The world in brief

QUOTE OF THE DAY

“I think this time our military demonstrated

to the whole world that it doesn’t make empty talk.”

Pyongyang resident Ri Pong Suk

Article, 1ANew drug-gang chief caught in Mexico

MEXICO CITY - Federal police said Wednesday that they captured the new leader of a drug gang formerly led by jailed U.S.-born suspect Edgar Valdez Villarreal, in another blow to a cartel fighting to control the region south of Mexico City to the Pacific resort of Acapulco.

Carlos Montemayor was arrested in Mexico City on Tuesday with the help of the U.S. Drug Enforcement Administration and with information obtained after Valdez’s arrest on Aug. 30, said Ramon Pequeno, the federal police anti-drug chief.

Montemayor, whose daughter is married to Valdez, took over his faction of the splintered Beltran Leyva cartel after Valdez was caught, Pequeno said.

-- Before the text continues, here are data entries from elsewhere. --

PR #2456, opened 2023-06-05
RSDK-3319 Add Get Properties to base drivers

randhid:
I'm waiting for RSDK-3301, but I can test with a local version with this API change: https://github.com/viamrobotics/api/compare/main...randhid:api:main. 

- Added `GetProperties` to base and `Properties` wrapper.
- removed LocalBase `Width` method since I don't want two sources of information now that we have WidthM in the `GetProperties` method. It turns out - that's the only thing left in LocalBase, so I removed that too.
- Added injects, tests, and dummies.
- Added driver-specific data for `fake`, `agileX`, and `wheeled`.

@tessavitabile @nfranczak


components/base/wheeled/wheeled_base.go
```diff
@@ -452,7 +452,9 @@ func (wb *wheeledBase) Close(ctx context.Context) error {
 	return wb.Stop(ctx, nil)
 }
 
-// Width returns the width of the base as configured by the user.
-func (wb *wheeledBase) Width(ctx context.Context) (int, error) {
-	return wb.widthMm, nil
+func (wb *wheeledBase) Properties(ctx context.Context, extra map[string]interface{}) (map[base.Feature]float64, error) {
+	return map[base.Feature]float64{
+		base.TurningRadiusM: 0.0,
+		base.WidthM:         float64(wb.widthMm) * 0.001, // convert to meters from mm
```
edaniels, line 458: Isn't this converting it from mm -> micro?

components/base/fake/fake.go
```diff
@@ -93,6 +82,13 @@ func (b *Base) Close(ctx context.Context) error {
 	return nil
 }
 
+func (b *Base) Properties(ctx context.Context, extra map[string]interface{}) (map[base.Feature]float64, error) {
+	return map[base.Feature]float64{
```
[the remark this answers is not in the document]
edaniels: yeah I think a component specific Properties in its API makes sense anyway! I cannot think of a good motivation for a common Properties method

components/base/fake/fake.go
```diff
@@ -21,20 +21,14 @@ func init() {
...
-			},
-		},
+		resource.Registration[base.Base, resource.NoNativeConfig]{Constructor: NewBase},
 	)
 }
 
-const defaultWidth = 600
+const (
+	defaultWidthMm               = 600
+	defaultMinimumTurningRadiusM = 0.8
```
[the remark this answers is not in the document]
randhid: No, just a ballpark possible turning radius for that width based on my experience with steering columns. This is completely changeable.

components/base/server_test.go
```diff
@@ -178,3 +178,32 @@ func TestServer(t *testing.T) {
...
+	test.That(t, resp, test.ShouldBeNil)
+	test.That(t, err, test.ShouldNotBeNil)
+
+	failingBase.PropertiesFunc = func(ctx context.Context, extra map[string]interface{}) (map[base.Feature]float64, error) {
+		return nil, errors.New("properties not found")
+	}
+	req = pb.GetPropertiesRequest{Name: fakeBaseName}
+	resp, err = baseServer.GetProperties(context.Background(), &req)
+	test.That(t, resp, test.ShouldBeNil)
+	test.That(t, err, test.ShouldNotBeNil)
```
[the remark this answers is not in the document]
randhid: Yeah, I thought this was weird. This is a pattern in a lot of places elsewhere. Should we follow up to clean up our server/client tests? My team didn't write these tests specifically, but we've been following a pattern set by others.

We can address other components in a follow-up PR, but the client/server tests are kind of very simple.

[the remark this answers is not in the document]
edaniels: yeah we definitely should follow up. They're very subject to copying and pasting so it seems worthwhile. They're low effort and medium value IMO

components/base/wheeled/wheeled_base.go
```diff
@@ -452,7 +452,9 @@ func (wb *wheeledBase) Close(ctx context.Context) error {
 	return wb.Stop(ctx, nil)
 }
 
-// Width returns the width of the base as configured by the user.
-func (wb *wheeledBase) Width(ctx context.Context) (int, error) {
-	return wb.widthMm, nil
+func (wb *wheeledBase) Properties(ctx context.Context, extra map[string]interface{}) (map[base.Feature]float64, error) {
+	return map[base.Feature]float64{
+		base.TurningRadiusM: 0.0,
```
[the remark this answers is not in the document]
randhid: no no - the turnign radius is 0.0 if it's not in Ackerman mode. It can spin about it's center.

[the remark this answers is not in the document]
edaniels: gotcha. I think when this turns into a struct, we should use the word meters as the suffix. but can we can also leave a comment on the field as it pertains to steering modes?

components/base/agilex/limo_base_test.go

Authorities say Valdez, a Texas native known as “La Barbie” who faces possible extradition to the United States, tried to seize control of the gang after boss Arturo Beltran Leyva died in a December shootout with marines.

Yemeni attack leaves 17 Shiites dead

SANA, Yemen - A suicide car bomber struck a convoy of Yemeni Shiites on their way to a religious ceremony Wednesday, killing 17 and wounding more than 15 people, a security official said.

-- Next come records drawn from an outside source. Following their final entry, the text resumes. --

PR #2457, opened 2023-06-05
[RSDK-3308] Added support for reading digital interrupt pins as input

natalieh235:
- added struct gpioInterruptWrapperPin to wrap digital interrupts as a GPIOPin
- tested with an encoder component by reading the value of the interrupt pins while turning the encoder and ensuring they go low and high

### DIFF
--- a/components/board/genericlinux/board.go
+++ b/components/board/genericlinux/board.go
@@ -586,18 +586,16 @@ func (b *sysfsBoard) GPIOPinByName(pinName string) (board.GPIOPin, error) {
 		return b.periphGPIOPinByName(pinName)
 	}
 	// Otherwise, the pins are stored in b.gpios.
-	pin, ok := b.gpios[pinName]
-	if !ok {
-		// check if pin is a digital interrupt
-		interrupt, interruptOk := b.interrupts[pinName]
+	if pin, ok := b.gpios[pinName]; ok {
+		return pin, nil
+	}
 
-		if !interruptOk {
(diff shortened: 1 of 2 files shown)


penguinland:
Try running `make lint`, and fixing the issues it notes. It looks like the main one is that `fmt.Errorf` should be replaced with `errors.New` if you're not actually using any formatting functionality. That will hopefully get the tests to run/pass.

components/board/genericlinux/board.go
```diff
@@ -588,7 +588,14 @@ func (b *sysfsBoard) GPIOPinByName(pinName string) (board.GPIOPin, error) {
 	// Otherwise, the pins are stored in b.gpios.
 	pin, ok := b.gpios[pinName]
 	if !ok {
```
penguinland, line 590: I'd flip these if statements around. This lets you return early when you have the answer, and will keep the code less indented (which makes it easier to read/understand/maintain).

```go
if pin, ok := b.gpios[pinName]; ok {
    return pin, nil
}
// Check if the pin is a digital interrupt
if interrupt, ok := b.interrupts[pinName]; ok {
    return &gpioInterruptWrapperPin{*interrupt}, nil
}
return nil, errors.Errorf("cannot find unknown pin %s", pinName)
```

penguinland (commented):
What have you done to check that this works properly?

penguinland (approved):
Same question as before about how you tested this. but things look very good! LGTM, and we'll do one final round of testing on hardware before we merge it in.

natalieh235:
edited pr description to describe how this was tested

PR #2459, opened 2023-06-05
Migrate camera components to Svelte

micheal-parks:
Migrates camera related components from Vue to Svelte.

All tested and working locally.


web/frontend/src/components/camera/camera-manager.ts
```diff
@@ -40,6 +42,7 @@ export class CameraManager {
         return;
       }
       this.videoStream = eventStream;
+      this.onOpen?.();
```
micheal-parks, line 45: Fixes an issue with camera live feeds. Since we reset the video stream on each `track` event, previously there was a chance that the `srcObject` on our video element would be come detached from `videoStream` because it isn't reactive. There are much better long term solutions but at least by firing and listening to this event we can ensure that our video element is always attached to the correct stream object.

mrloureed (commented):
I see a layout issue when multiple cameras are present.
image

mrloureed (commented):
Bug:

Open a camera feed in base
Open a the camera feeds camera card
Notice the second camera feed does not show up. Also an issue for reverse order.

micheal-parks:
@mrloureed All fixed!

mrloureed:
FYI @micheal-parks, export screenshot does not currently appear in base so maybe hide?
image

mrloureed (approved):
Added a comment but LGTM otherwise

PR #2656, opened 2023-07-19
RSDK-3975: Single line encoder double counts on a single line physical encoder

martha-johnston:
This PR fixes the issue where single encoders were double counting ticks. Now it will only increase the encoder position if the tick value has changed. Tested on a viam rover with a pi and 996 ticks was equivalent to 1 revolution as expected, and as seen with an Arduino

### DIFF
--- a/components/encoder/single/single_encoder.go
+++ b/components/encoder/single/single_encoder.go
@@ -181,6 +181,7 @@ func (e *Encoder) Reconfigure(
 
 // Start starts the Encoder background thread.
 func (e *Encoder) Start(ctx context.Context) {
+	var lastTick int64
 	encoderChannel := make(chan board.Tick)
 	e.I.AddCallback(encoderChannel)
 	e.activeBackgroundWorkers.Add(1)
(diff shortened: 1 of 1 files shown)


components/encoder/single/single_encoder.go
```diff
@@ -205,7 +206,15 @@ func (e *Encoder) Start(ctx context.Context) {
...
-					atomic.AddInt64(&e.position, dir)
+					tick, err := e.I.Value(ctx, nil)
+					if err != nil {
+						e.logger.Error(err)
+						return
+					}
+					if tick != lastTick {
+						atomic.AddInt64(&e.position, dir)
+					}
+					lastTick = tick
```
randhid, line 217: beautiful. test it out on a motor with a quadrature encoder (on my desk) and the viam-rover to make sure this still works in both cases.

randhid (approved):
One more hardware test and we can get it merged in.

components/encoder/single/single_encoder.go
randhid: do we need a mutex to protect any of this? just noticing.

martha-johnston: hmm not sure. it didn't seem to have any issues but maybe when reading the tick value on line 209?

PR #2657, opened 2023-07-19
PointCloud File Camera

vpandiarajan20:
Create a pointcloud field for the static file camera so users can visualize their pointcloud files in the viam app.
Tested manually on app with several configurations, only pointcloud, only color, pointcloud and color etc.


components/camera/videosource/static.go
vpandiarajan20, line 1: Not sure if I should change StaticSource struct

vpandiarajan20:
Not really sure where to put tests for the static camera

pointcloud/pointcloud_file_test.go
```diff
@@ -39,6 +39,7 @@ func TestNewFromFile(t *testing.T) {
 	nextCloud, err := NewFromFile(temp.Name(), logger)
 	test.That(t, err, test.ShouldBeNil)
 	test.That(t, nextCloud, test.ShouldResemble, cloud)
+	// want to add test for pcd here but not sure how to use artifact
```
vpandiarajan20, line 42: not sure how to use artifact because it looks like there's files cached somewhere I don't know how to add to that cache so a test I write won't fail on another computer

components/camera/videosource/static.go
```diff
@@ -74,8 +76,12 @@ func (fs *fileSource) Read(ctx context.Context) (image.Image, func(), error) {
 	return img, func() {}, err
 }
 
-// NextPointCloud returns the point cloud from projecting the rgb and depth image using the intrinsic parameters.
+// NextPointCloud returns the point cloud from projecting the rgb and depth image using the intrinsic parameters,
+// or the pointcloud from file if set.
 func (fs *fileSource) NextPointCloud(ctx context.Context) (pointcloud.PointCloud, error) {
+	if fs.PointCloudFN != "" {
+		return pointcloud.NewFromFile(fs.PointCloudFN, nil)
+	}
```
bhaney, line 84: I think one thing you can do here is cache this point cloud. So the first time, you can do a NewFromFile, but then you should store the pointcloud in the fileSource struct, and use that on future calls.

so essentially:
```
if fs.PointCloudFN != "" && fs.pc == nil {
   newPc, err := pointcloud.NewFromFile(fs.PointCloudFN, nil),
   if err != nil {
      return nil, err
   }
  fs.pc = newPc
} 
if fs.pc != nil {
  return fs.pc, nil
}
```

bhaney (changes requested):
Thanks for this! I would say add caching to the point cloud here, to speed things up a little. 

Also, make sure to test the following:
1. See if specifying a PCD file (and nothing but a PCD file) in the file model config works on App (what should happen is that the stream should fail, but the pointcloud viewer should not). The component should still successfully build.
2. Also test the scenario where you specify both a color image path, and a pcd path, and that both the image stream works, as well as the pointcloud viewer.

You should create unit tests of these two by creating a static_test.go file. Manually testing is necessary either too to make sure things are operating correctly on App.

components/camera/videosource/static.go
bhaney: you can just change file_source for now

vpandiarajan20:
image

vpandiarajan20:
image
only PC

bhaney (approved):
Awesome, thanks for these changes and tests! LGTM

The official said authorities suspected that al-Qaida was behind the attack, though it would be the extremist organization’s first reported direct assault on the country’s Shiite minority group.

The official spoke on condition of anonymity because of the ongoing investigation.

Yemen’s local branch of al-Qaida has been increasingly active over the past year, assaulting government targets inside the country as well carrying high-profile attacks abroad such as last month’s attempt to ship parcel bombs to the U.S. through cargo planes.

11 killed in violence across Iraq

BAGHDAD - Eleven people have been killed across Iraq in separate drive-by shootings and bombings, including one that targeted members of an anti-al-Qaida militia, Iraqi officials said Wednesday.

In the deadliest attack, a roadside bomb killed four people in the town of Shurqat, 155 miles northwest of Baghdad.

Three of the dead were members of the Sons of Iraq, a Sunni militia that has been instrumental in lessening al-Qaida’s deadly role in the country. Members of the group are often targeted by al-Qaida out of revenge and to intimidate others from joining them.

A Shurqat police official said that first a roadside bomb exploded near a police patrol in the town, which is just north of Saddam Hussein’s hometown, Tikrit.

No one was killed in that bombing, but as people gathered nearby to assess the damage, another roadside blast exploded just five minutes later and killed the three Sunni militia members and one bystander. Ten civilians were also wounded by the second blast.

Police, Christians clash in Egypt

CAIRO - Hundreds of Christians smashed cars and windows and tried to assault a municipal building in Cairo on Wednesday after police violently stopped the construction of a church, leaving one person dead.

Police clashed with Christians first at the church construction site in the early hours of the morning and then several hours later when a mob of hundreds assaulted the local governor’s office in retaliation.

The slain Christian was shot in the thigh and died after arriving at a nearby hospital, according to the official Middle East News Agency, which also said 68 people were injured in the clashes and 133 were arrested.

Two priests were summoned by the general prosecutor for interrogation.

Coptic Christians make up about 10 percent of Egypt’s population of 80 million. They complain frequently of discrimination, though they generally live in peace with the Muslim majority with occasional flareups of tension and violence, especially over limits on church building.